First case against the Israeli state in US
A civil claim for damages has been filed in US District Court for the District of Columbia against the State of Israel for injuries suffered during the attack on a US ship, Challenger I, in international waters on 31 May 2010. Challenger I was sailing as part of a Flotilla seeking to deliver humanitarian aid and medical supplies to the residents of Gaza who were and are still living under a blockade imposed by the Israeli Government.
12.01.2016

A civil claim for damages has been filed in US District Court for the District of Columbia against the State of Israel for injuries suffered during the attack on a US ship, Challenger I, in international waters on 31 May 2010. Challenger I was sailing as part of a Flotilla seeking to deliver humanitarian aid and medical supplies to the residents of Gaza who were and are still living under a blockade imposed by the Israeli Government.

The four Plaintiffs, three of whom are US citizens, are seeking compensation for the harm and distress, injuries and losses caused by the attack. Israel has refused to acknowledge responsibility and liability in all the time since the attack and not paid any compensation to those directly affected. The US ship has never been returned by Israel and is still being held there.

Plaintiff David Schermerhorn said “Basic rights should be respected and upheld by our US courts. We want those responsible in the Israeli authorities to be held accountable for their harmful actions. They should not get away with needless violence against unarmed civilians and with stealing humanitarian aid and our belongings.”

The case is ground-breaking as it relies on an exception in the Foreign Sovereign Immunities Act (FSIA) to sue a foreign State for serious violations occurring in the US, in this case a US flagged ship that comes within the reach of US law.

US Counsel for the Plaintiffs, Steven Schneebaum, said “States are generally immune from suit in United States courts. But that immunity is waived in a number of circumstances. When agents of foreign governments commit wrongful acts in the United States that cause personal injury, and egregious acts against US nationals anywhere in the world, they are not entitled to immunity. We contend that both of those exceptions apply to the facts of this case.”

According to Professor Ralph Steinhardt, leading international law expert at George Washington University and member of the Plaintiffs’ legal team, “Israel is a sovereign state, which gives it certain rights and powers. But that certainly does not include the right to attack a civilian vessel flying the flag of the United States on the high seas and then to assault the civilians on board, including U.S. citizens. The attack on Challenger I was a patent violation of international law, including the laws of war, human rights, and the law of the sea. It falls to the courts of the United States to enforce the rules when – as here – Congress has given jurisdiction to those courts. If the situation were reversed, and the United States had attacked an Israeli vessel on the high seas and mistreated the Israeli citizens abroad, the Israeli Foreign States Immunity Law would open Israeli courts to a suit against the United States.”

UK based international lawyers representing the Plaintiffs in this and other legal actions around world, Sir Geoffrey Nice and Rodney Dixon, emphasized that “This is a real test for the international rule of law - the rights of citizens to protest peacefully should be vigorously protected. No State should enjoy impunity.
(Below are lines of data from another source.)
PR #879, opened 2024-09-03
solving

Poznanskyi:


db/models.py
```diff
@@ -50,3 +60,69 @@ class MovieSession(models.Model):
...
+        ordering = ["-created_at"]
+
+    def __str__(self) -> str:
+        return self.created_at.strftime("%Y-%m-%d %H:%M:%S")
+
+
+class Ticket(models.Model):
+    movie_session = models.ForeignKey(
+        to=MovieSession,
+        on_delete=models.CASCADE
```
Oleksl888, line 87: related names missing here

db/models.py
```diff
@@ -50,3 +60,69 @@ class MovieSession(models.Model):
...
+    )
+    row = models.IntegerField()
+    seat = models.IntegerField()
+
+    class Meta:
+        constraints = [
+            UniqueConstraint(
+                fields=["movie_session", "row", "seat"],
+                name="unique_movie_session"
```
Oleksl888, line 100: constraint name should contain all fields that this contraint is applied to

db/models.py
```diff
@@ -50,3 +60,69 @@ class MovieSession(models.Model):
...
+            })
+
+    def save(self, *args, **kwargs) -> None:
+        self.full_clean()
+        return super().save(*args, **kwargs)
+
+    def __str__(self) -> str:
+        return (
+            self.movie_session.movie.title + " "
+            + self.movie_session.show_time.strftime("%Y-%m-%d %H:%M:%S")
```
Oleksl888, line 126: can you do it without string concatenation?

services/movie_session.py
```diff
@@ -42,3 +42,11 @@ def update_movie_session(
 
 def delete_movie_session_by_id(session_id: int) -> None:
     MovieSession.objects.get(id=session_id).delete()
+
+
+def get_taken_seats(movie_session_id: int) -> list:
+    if MovieSession.objects.filter(id=movie_session_id).exists():
```
Oleksl888, line 48: no need for extra if's and prints, just return result - we don't need to try to catch all errors in this scenario

services/order.py
```diff
@@ -0,0 +1,31 @@
...
+        date: str | None = None
+) -> None:
+    user = get_user_model().objects.get(username=username)
+    new_data = {}
+    if date:
+        new_data["created_at"] = date
+
+    with transaction.atomic():
+        order = Order.objects.create(user=user)
+        Order.objects.filter(id=order.id).update(**new_data)
```
Oleksl888, line 20: or you could set created_at on `order` object and then call save()

services/order.py
```diff
@@ -0,0 +1,31 @@
...
+        for ticket in tickets:
+            ticket["movie_session_id"] = ticket["movie_session"]
+            del ticket["movie_session"]
+            Ticket.objects.create(order=order, **ticket)
+
+
+def get_orders(username: str | None = None) -> QuerySet:
+    kwargs = {}
+    if username:
+        kwargs["user"] = get_user_model().objects.get(username=username)
```
Oleksl888, line 30: can you do this with lookup on Order?

services/user.py
```diff
@@ -0,0 +1,68 @@
...
+
+def create_user(
+        username: str,
+        password: str,
+        email: str | None = None,
+        first_name: str | None = None,
+        last_name: str | None = None
+) -> None:
+    if get_user_model().objects.filter(username=username).exists():
+        print("Username already exists")
```
Oleksl888, line 14: no need for this check

services/user.py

We have also brought a case in California for the wrongful death of a US citizen who was killed in the raid on the Flotilla.”

A report on the attack released by the UN Human Rights Council in September 2010 found that “the force used by the Israeli soldiers in intercepting the Challenger 1 … was unnecessary, disproportionate, excessive and inappropriate, and amounted to violations of the right to physical integrity…” In addition, the Prosecutor of the International Criminal Court has found in her preliminary examination of the attack a reasonable basis to believe that acts perpetrated against the Flotilla amounted to war crimes.
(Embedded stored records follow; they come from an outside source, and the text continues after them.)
PR #880, opened 2024-09-03
ready solution!

job-artem:


services/movie.py
```diff
@@ -28,13 +33,14 @@ def create_movie(
...
-        title=movie_title,
-        description=movie_description,
-    )
-    if genres_ids:
-        movie.genres.set(genres_ids)
-    if actors_ids:
-        movie.actors.set(actors_ids)
-
-    return movie
+    with transaction.atomic():
```

services/movie_session.py
```diff
@@ -42,3 +42,10 @@ def update_movie_session(
 
 def delete_movie_session_by_id(session_id: int) -> None:
     MovieSession.objects.get(id=session_id).delete()
+
+
+def get_taken_seats(movie_session_id: int) -> list:
+    return list(Ticket.objects
+                .filter(movie_session_id=movie_session_id)
+                .values("row", "seat")
+                )
```
Dimosphen1, line 51: In case there are no arguments on the same line with the closing parenthesis, your opening parenthesis should not have any arguments on the same line as well. Please, resolve this issue

services/order.py
```diff
@@ -0,0 +1,34 @@
...
+
+from db.models import Order, User, Ticket
+
+
+def create_order(
+        tickets: list[dict],
+        username: str,
+        date: str = None
+) -> None:
+    with transaction.atomic():
```
Dimosphen1, line 12: The same relates here as well

services/user.py
```diff
@@ -0,0 +1,48 @@
...
+def update_user(
+        user_id: int,
+        username: str = None,
+        password: str = None,
+        email: str = None,
+        first_name: str = None,
+        last_name: str = None
+) -> None:
+    user = User.objects.get(pk=user_id)
+    if username is not None:
```
Dimosphen1, line 38: You could simplify similar if conditions in all project
```suggestion
    if username:
```

Dimosphen1 (changes requested):

db/models.py
```diff
@@ -26,6 +29,21 @@ def __str__(self) -> str:
         return self.title
 
 
+class User(AbstractUser):
+    pass
+
+
+class Order(models.Model):
+    created_at = models.DateTimeField(auto_now_add=True)
+    user = models.ForeignKey(User, on_delete=models.CASCADE)
```
pavlopro, line 38: add related name

db/models.py
```diff
@@ -50,3 +68,41 @@ class MovieSession(models.Model):
 
     def __str__(self) -> str:
         return f"{self.movie.title} {str(self.show_time)}"
+
+
+class Ticket(models.Model):
+    movie_session = models.ForeignKey(MovieSession, on_delete=models.CASCADE)
+    order = models.ForeignKey(Order, on_delete=models.CASCADE)
```
pavlopro, line 75: Add related names

services/order.py
```diff
@@ -0,0 +1,34 @@
...
+from db.models import Order, User, Ticket
+
+
+@transaction.atomic
+def create_order(
+        tickets: list[dict],
+        username: str,
+        date: str = None
+) -> None:
+    user = User.objects.get(username=username)
```
pavlopro, line 13: Please use `get_user_model()` function from django to get the auth class from settings

services/order.py
```diff
@@ -0,0 +1,34 @@
...
+    order = Order.objects.create(user=user)
+    if date:
+        parsed_date = parse_datetime(date)
```
pavlopro, line 16: No need to parse it. Simplify to ` order.created_at = date`

services/order.py
```diff
@@ -0,0 +1,34 @@
...
+            row=ticket["row"],
+            seat=ticket["seat"],
+            movie_session_id=ticket["movie_session"]
+        )
+
+
+def get_orders(username: str = None) -> list[Order]:
+    if username is None:
+        return Order.objects.all()
+    user = User.objects.get(username=username)
```
pavlopro, line 32: Simplify to 
```
orders = Order.objects.all()
if username:
return orders
```

services/user.py
```diff
@@ -0,0 +1,48 @@
...
+
+def update_user(
+        user_id: int,
+        username: str = None,
+        password: str = None,
+        email: str = None,
+        first_name: str = None,
+        last_name: str = None
+) -> None:
+    user = User.objects.get(pk=user_id)
```
pavlopro, line 37: Use `get_user` method here

pavlopro (changes requested):

PR #881, opened 2024-09-04
implement (first try)

Maksym-Turenko:


services/order.py
```diff
@@ -0,0 +1,40 @@
...
+from db.models import Order, Ticket
+
+
+User = get_user_model()
+
+
+def create_order(
+        tickets: list[dict],
+        username: str,
+        date: str = None
```
MNDonut, line 14: str | none

services/order.py
```diff
@@ -0,0 +1,40 @@
...
+) -> Order:
+    user = User.objects.get(username=username)
+    new_data = {}
+    if date:
+        new_data["created_at"] = date
```
MNDonut, line 19: no need to create a dict for just 1 field

services/order.py
```diff
@@ -0,0 +1,40 @@
...
+
+    with transaction.atomic():
+        order = Order.objects.create(
+            user=user
+        )
```
MNDonut, line 24: you can fit it in 1 line

services/order.py
```diff
@@ -0,0 +1,40 @@
...
+            Ticket.objects.create(
+                order=order,
+                row=ticket_data["row"],
+                seat=ticket_data["seat"],
+                movie_session_id=ticket_data["movie_session"]
+            )
+    return order
+
+
+def get_orders(username: str = None) -> list[Order]:
```
MNDonut, line 37: str | None

MNDonut: Are you sure it returns list?

services/order.py
```diff
@@ -0,0 +1,40 @@
...
+    if username:
+        return Order.objects.filter(user__username=username)
+    return Order.objects.all()
```
MNDonut, line 40: it's better to create a variable and filter it if username is passed

services/user.py
```diff
@@ -0,0 +1,55 @@
...
+
+User = get_user_model()
+
+
+def create_user(
+        username: str,
+        password: str,
+        email: str = None,
+        first_name: str = "",
+        last_name: str = ""
```
MNDonut, line 13: str or None

services/user.py
```diff
@@ -0,0 +1,55 @@
...
+        return None
+
+
+def update_user(
+        user_id: int,
+        username: str = None,
+        password: str = None,
+        email: str = None,
+        first_name: str = None,
+        last_name: str = None
```
MNDonut, line 38: str or None

settings.py
```diff
@@ -25,4 +25,8 @@
 
 INSTALLED_APPS = [
     "db",
+    "django.contrib.auth",
+    "django.contrib.contenttypes",
```
MNDonut, line 29: base apps should at the top of this constant

services/order.py
Maksym-Turenko: It's ain't work into another way 😭

services/movie.py
```diff
@@ -1,13 +1,15 @@
...
 from db.models import Movie
 
 
 def get_movies(
-    genres_ids: list[int] = None,
-    actors_ids: list[int] = None,
-    title: str = None
+    genres_ids: Optional[list[int]] = None,
+    actors_ids: Optional[list[int]] = None,
+    title: Optional[str] = None
```
MNDonut, line 12: let's use a modern way of defining non required parameters using | operator

services/order.py
```diff
@@ -9,19 +11,17 @@
...
-        username: str,
-        date: str = None
+    tickets: list[dict],
+    username: str,
+    date: Optional[str] = None
 ) -> Order:
     user = User.objects.get(username=username)
     new_data = {}
     if date:
         new_data["created_at"] = date
```
MNDonut: isn't it better to create order here and if date -> set date? instead of creating this dict

MNDonut (changes requested):

db/models.py
```diff
@@ -50,3 +53,80 @@ class MovieSession(models.Model):
...
+                }
+            )
+
+    def save(self, *args, **kwargs) -> None:
+        self.full_clean()
+        super().save(*args, **kwargs)
+
+
+class User(AbstractUser):
+    pass
```
Oleksl888, line 129: if you define __str__ method below you don't need a `pass` keyword here. 
Also `str` method of BaseUser is returning username which is inherited here - so you don't need to overwrite it to do the same thing

services/movie_session.py
```diff
@@ -13,32 +15,47 @@ def create_movie_session(
...
 def delete_movie_session_by_id(session_id: int) -> None:
     MovieSession.objects.get(id=session_id).delete()
+
+
+def get_taken_seats(movie_session_id: int) -> list[dict]:
+    taken_seats = Ticket.objects.filter(
+        movie_session_id=movie_session_id
+    ).values("row", "seat")
+
+    return list(taken_seats)
```
Oleksl888, line 61: you can do this in one operation without storing it in variable

services/user.py
```diff
@@ -0,0 +1,55 @@
...
+
+
+User = get_user_model()
+
+
+def create_user(
+    username: str,
+    password: str,
+    email: str | None = None,
+    first_name: str = "",
```
Oleksl888, line 12: `None` is preferable default value for optional parameters + here you need to add annotation that it is optional same as above

services/user.py
```diff
@@ -0,0 +1,55 @@
...
+    last_name: str = ""
+) -> User:
+    user = User.objects.create_user(
+        username=username,
+        password=password,
+        email=email,
```
Oleksl888, line 18: you need to write optional values only if they are present - if you fill out your records with garbage values (like with empty strings here) it may lead to incorrect results in future queries. For example you want to filter items where first/last name is not NULL but it will give you incorrect result since you put empty strings there

services/user.py
```diff
@@ -0,0 +1,55 @@
...
+        first_name=first_name,
+        last_name=last_name
+    )
+    return user
+
+
+def get_user(user_id: int) -> User | None:
+    try:
+        return User.objects.get(id=user_id)
```
Oleksl888, line 27: use pk instead

services/user.py
```diff
@@ -0,0 +1,55 @@
...
+    except ObjectDoesNotExist:
+        return None
```
Oleksl888, line 29: if User doesn't exist - let the error happen, it would make sense to stop program execution here instead of dealing with None values

services/user.py
```diff
@@ -0,0 +1,55 @@
...
+            user.set_password(password)
+        if email:
+            user.email = email
+        if first_name:
+            user.first_name = first_name
+        if last_name:
+            user.last_name = last_name
+        user.save()
+        return user
+    except ObjectDoesNotExist:
```
Oleksl888, line 54: same - try except is not necessary. In django you have function get_object_or_404 which is widely used for this and it actually returns an error to signify that something is wrong

Oleksl888 (changes requested):

MNDonut (approved):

Three of the four Plaintiffs are US citizens, and the other is a Belgian national. The Plaintiffs are all humanitarian activists who have been working to highlight the plight of those in Gaza for decades. Each suffered physical and emotional harm and distress as a result of the attack. David Schermerhorn, a US citizen, was injured by a stun grenade thrown at him that exploded one foot from his head, causing permanent partial loss of sight in one eye. Huwaida Arraf, a dual US and Israeli national and US lawyer and human rights activist, was physically abused by Israeli soldiers who slammed her head against the deck of the ship and stood on it before handcuffing and hooding her. Margriet Deknopper, a Belgian citizen, was shot in the face with a rubber bullet which broke her nose. Mary Ann Wright, a veteran of the US Army and Army Reserves and former US diplomat, was assaulted by Israeli soldiers when they detained her and all others on boarding the ship.

Hakan Camuz of Stoke & White LLP (London) who act for the passengers on all ships in the Flotilla highlighted that “The Plaintiffs, like all those on the Flotilla, were trying to do the right thing by bringing to the world's attention the cruelty of the blockade and its dire humanitarian consequences for the ordinary people of Gaza. They wanted to bring the residents of Gaza food, medical supplies, the necessities to survive, but were stopped with unjustified, brutal force, for which we now seek a just remedy. But this action is solely concerned with recovering appropriate damages for those of have suffered loss and injury as a result of Israel’s actions on the high seas.”